AntMonster wrote:
NOW, I'm staring at the "less than a minute to go" situation. It's been at least 45 minutes. There seems to be activity on the external drive. It's USB 3, and it's not a solid state drive, so I suppose this could slow things quite a lot. It's an empty 1TB disk so I'm sure it's not the problem with available space that I've seen people encountering.
Not surprising if using an external hard drive. Hard drives are very slow with a max transfer rate of 150MB/s at best, but usually more along the lines of 60-80MB/s or even less especially when using the APFS file system which tends to work the drive harder because the read/write heads must move around a lot when using an APFS file system.
Plus it is obvious the internal SSD has a problem of some sort which is very likely interfering even when booting to external media such as your external hard drive or Internet Recovery Mode.
I'll leave it running overnight if needs be, but at which point can it be accepted that the installation has failed?

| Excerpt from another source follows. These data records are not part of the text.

PR #179, opened 2020-02-27
Kotlin models are now serializable

jkaster:
Added `: Serializable` to Kotlin SDK models

### DIFF
--- a/kotlin/src/test/TestAsync.kt
+++ b/kotlin/src/test/TestAsync.kt
@@ -8,64 +8,65 @@ import kotlin.test.assertNotNull
 import org.junit.Test as test
 
 class TestAsync {
-    private val sdk = TestConfig().sdk
-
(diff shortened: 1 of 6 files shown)


kotlin/src/test/TestAsync.kt
```diff
@@ -8,64 +8,65 @@ import kotlin.test.assertNotNull
...
-            assertNotNull(dashboards)
-            assertNotNull(looks)
-            assertEquals(limits.first!!.toInt(), dashboards.count(), "${limits.first} viewed Dashboards")
-            assertEquals(limits.second!!.toInt(), looks.count(), "${limits.second} viewed Looks")
-        }
-    }
+    // for >7.2
+//    private val sdk = TestConfig().sdk
+//
+//    // see https://kotlinlang.org/docs/reference/coroutines/composing-suspending-functions.html#structured-concurrency-with-async
```
rlm1023: Why'd all this get commented out?

jkaster: because it's for properties that are not in 7.2

PR #181, opened 2020-02-28
This fix failure of SDK in extensions as path is prefixed by API version

bryans99:
…ion.

Prefix now does not happen if base_url is not set (as is the case for extension transport). Node and browser transports must set the base url.


bryans99:
Can you ping me when this is published. I need to update the extension packages and republish :)

jkaster:
Will do. I've got my encoding PR up for review right now. Should be today.

PR #182, opened 2020-02-28
Parameter encoding for the SDKs

jkaster:
Input parameters to API calls should now all be correctly encoded

There may still be a little bit left to do for Python


src/sdkModels.ts
```diff
@@ -209,6 +211,10 @@ export class Parameter implements IParameter {
   asHashString() {
     return `${this.name}:${this.type.name}${this.required ? '' : '?'}${this.location}`
   }
+
+  doEncode() {
+    return this.type.name === 'string' || this.type.name === 'datetime' || this.type.name === 'date'
+  }
```
joeldodge79: 👍

src/typescript.gen.spec.ts
```diff
@@ -202,17 +202,17 @@ async all_datagroups(
...
-result_format = this.encodePathParam(result_format)
+`model_name = encodeParam(model_name)
+view_name = encodeParam(view_name)
+result_format = encodeParam(result_format)
 `
       const actual = gen.encodePathParams('', method)
       expect(actual).toEqual(expected)
     })
-    it('encodes only string path params', () => {
+    it('encodes only string or date path params', () => {
```
joeldodge79: hm, the name of the test is misleading. `run_look` has `look_id` (int) and `result_format` (string) so maybe

```suggestion
    it('encodes does not encode int path params', () => {
```

or at least a comment to the effect of
```suggestion
    // TODO eventually add method that has a date type path param
    it('encodes only string or date path params', () => {
```

typescript/looker/rtl/transport.ts
```diff
@@ -336,7 +364,7 @@ export function encodeParams(values?: Values) {
   const keys = Object.keys(values)
   const params = keys
     .filter(k => values[k] !== undefined) // `null` and `false` will both be passe
-    .map(k => k + '=' + encodeURIComponent(values[k]))
+    .map(k => k + '=' + encodeParam(values[k].toString()))
```
joeldodge79: ah, I didn't realize you completely control the query string formation. in python we rely on the requests library to do the query string encoding for us. I just read the [source code](https://github.com/psf/requests/blob/master/requests/models.py#L83) which in turn uses [std lib urllib.parse.urlencode](https://docs.python.org/3/library/urllib.parse.html#urllib.parse.urlencode) which will handle the `/` for us so I think we're good there. The main difference is that the underlying library is assuming it's not already encoded and not checking it. We may want to check it ourselves (and decode if it's encoded) before handing it off. Even though that's a little hacky I'm still happy to leave the encoding logic in python-requests for now. If we ever need to implement a different python transport then we'll have to do it like you've done here.

jkaster: Does python encode date values in the format our API expects? IOW, UTC.

src/sdkModels.ts
jkaster: Note that, because Swift and Kotlin method parameters are immutable, we can't easily take advantage of `param.doEncode()` until we clean up the code generator design a bit more.

typescript/looker/rtl/transport.ts
joeldodge79: hm, maybe I'm seeing this wrong but now it looks to me like you're calling `.toString()` before it gets inside `encodeParam()` which will skip the special `if (value instanceof Date)` check, no?

jkaster: It's possible we could make all SDKs use built-in param encoding, but the pattern varies enough and the problem is clearly defined enough that I opted for this pattern since it was pretty easy to implement for each runtime.

joeldodge79: so I do think you have a bug here. On the python side I'm sure datetime is broken so we probably need to bite the bullet and conform

jkaster: yeah, that `toString()` should be removed. Fixing.

joeldodge79: actually, we do handle [converting query params](https://github.com/looker-open-source/sdk-codegen/blob/master/python/looker_sdk/rtl/api_methods.py#L101) before passing them down to python-requests (sending values that look like `'2020-02-28T14:45Z'`) so it's not currently broken in python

Some people have said that a reboot solves it (somehow). But to me that suggests just hitting the power button (there's no menu to restart from) - surely that's no good for the external drive? Thoughts?
Only you can decide when to force a power off. If the OS was fully copied when it got stuck, then rebooting will allow the system to start with phase 2 of the installation process.....sometimes you may need to Option Boot to select the external boot drive which may have a name such as "Install macOS" (not to be confused with a USB installer of a similar name).
You can remove the internal SSD & adapter in order to try to complete the macOS installation on the external drive. You can also remove the internal SSD to try performing another clean install of macOS to the external drive which may have a better chance at working if the internal SSD or adapter is causing problems.
What SSD adapter are you using with the third party SSD if it is an M.2 SSD? The Sintech SSD adapter is the only one I've seen on these forums which seems to be the most compatible & reliable. I've never seen anyone report any issues when using a Sintech SSD adapter, but I have seen almost every other brand of adapter reported as being problematic.
Plus not all SSDs are compatible with all computers, so there is always a chance the SSD may be incompatible.
Or the SSD may actually have a hardware problem. Once you get macOS installed & booting from an external drive, then you can run DriveDx to check the health of the internal SSD. Post the complete DriveDx text report here using the "Additional Text" icon which looks like a piece of paper so I can review it for clues since not all "Failing" or "Warning" conditions indicate a bad SSD....these reports need to be manually interpreted by someone familiar with interpreting SSD health reports. There are other ways of checking the health of a drive which I can provide if needed. Unfortunately most SSDs fail due to controller communication issues which do not show up in any health report.